So yesterday sucked. It was just a race and shouldn’t be that big of a deal, but I’d had a lot of hopes pinned on the outcome of Green Mountain. The crit was supposed to be where I would end the stage race on a high, try to get that sprinter’s jersey, and get back on the podium. I wanted to spend the 10+ hours driving home reflecting happily on the satisfaction of wrapping up the whole event with some great results. Instead, I left Vermont wet, miserable, unsatisfied, and with an unrelenting headache.

To be so derailed by the cancellation is a bit silly. I mean, I sat on a park ledge in Burlington in the pouring rain and cried. And then I cried on route 22A and route 4 and 87 south and all through Albany.

That’s ridiculous. Strictly from a hydration perspective, one should not hemorrhage water so carelessly.

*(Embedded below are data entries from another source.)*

PR #1906, opened 2026-06-10
feat: non atomic option - cssMapScoped API ( experimental )

xtan-atlas:
## What is this change?

Introduces a new experimental `cssMapScoped` API that switches to **non-atomic output mode**.

When `cssMapScoped` is used, all CSS declarations for a variant are grouped under a single `cc-<hash>` class instead of being split into individual atomic `_xxx` classes.

```tsx
import { cssMapScoped } from '@compiled/react';
const styles = cssMapScoped({
  danger: { color: 'red', '&:hover': { color: 'darkred' } },
  success: { color: 'green' },
});

// Emits: .cc-7gkmyp { color: red }  .cc-7gkmyp:hover { color: darkred }
//        .cc-1j0429u { color: green }
// Instead of: ._syaz13q2 { color: red }  ._180h1b2c:hover { color: darkred }  etc.
```

The `cc-` prefix (no `_`) means `ax()` treats these as opaque plain classes and does not attempt to deduplicate them against atomic groups.

The class name is derived from `hash(filename + ':' + variableName + ':' + variantKey)` — computed cheaply in the babel plugin without hashing the full CSS content string.

If consumer want to override the styles, they need to override by using nested styles, just like how to override normal css in old days.

### Notes:
* The `cssMapScoped` is experimental, so not exported to be use in public for now. You have to create a shims declaration file to bypass the type error, as `cssMapScoped` not available from `@compiled/react`.
* A `no-css-map-scoped` eslint rule is also created to guard the use of this experimental feature.
* Checked website - but intentionally not add public docs as the feature is experimental and use for internal only.

## Why are we making this change?

The Editor team is migrating editor styles to Compiled CSS using a large `cssMap` object. With atomic output, a single cssMap with many variants and properties generates thousands of atomic classes, all applied to a single DOM element. This causes excessive layout recalculation and negatively impacts interactivity (INP). The `cssMapScoped` reduces the per-element class count from potentially thousands down to the number of variants actually applied (typically 3–10).

## How are we making this change?

---

### PR checklist

Don't delete me!

I have...


packages/css/src/plugins/sort-style-sheet.ts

When I heard the race was off and there was nothing I could do about it, it felt like a huge letdown and a door closing all at once, which is kind of dumb, because it was just what happened and shouldn’t matter so much. I still rode well, got a 2nd place result in a stage, climbed a mountain, and had a good trip to Vermont. It was just one race. Not the culmination of a season, not a make or break for earning a pro contract, not a sign of whether or not I’m going to win the world championships one day. In other words, just one small part of life as a competitive athlete.

There are a few wonderful people I talk to in the cycling world who keep me grounded. They remind me when I start getting too anxious, too wrapped up in results and getting on a team, that I do this because I love it and that I should never be afraid to race because I’m worried about what people will think of my results. I forget this constantly – half of my devastation yesterday was because I didn’t get a chance to get ‘impressive’ results that I could send to a team. But when I think about that now, I want to tattoo “Do This For YOU” on my arm.

If somebody can turn that into a black design using some Asian character, I actually might.

I feel better today. Calmer, with things more in perspective. Now I’m just unhappy that I didn’t get to race yesterday, because for all the anxiety and tension it causes, I love to race. When the chance is taken away, I’m reminded of how much I want to be racing. It feels like some weird ache, a longing to compete, to work hard, to race my heart out like it seems I’m meant to do.

There are two more races on my calendar for the season. I’m not so far committed to mental health that I’m ready to say the results don’t matter, but I do know that more than anything, getting a chance to try matters. Win or lose, dominate or suck, hell or high water, I want to be on my bike trying.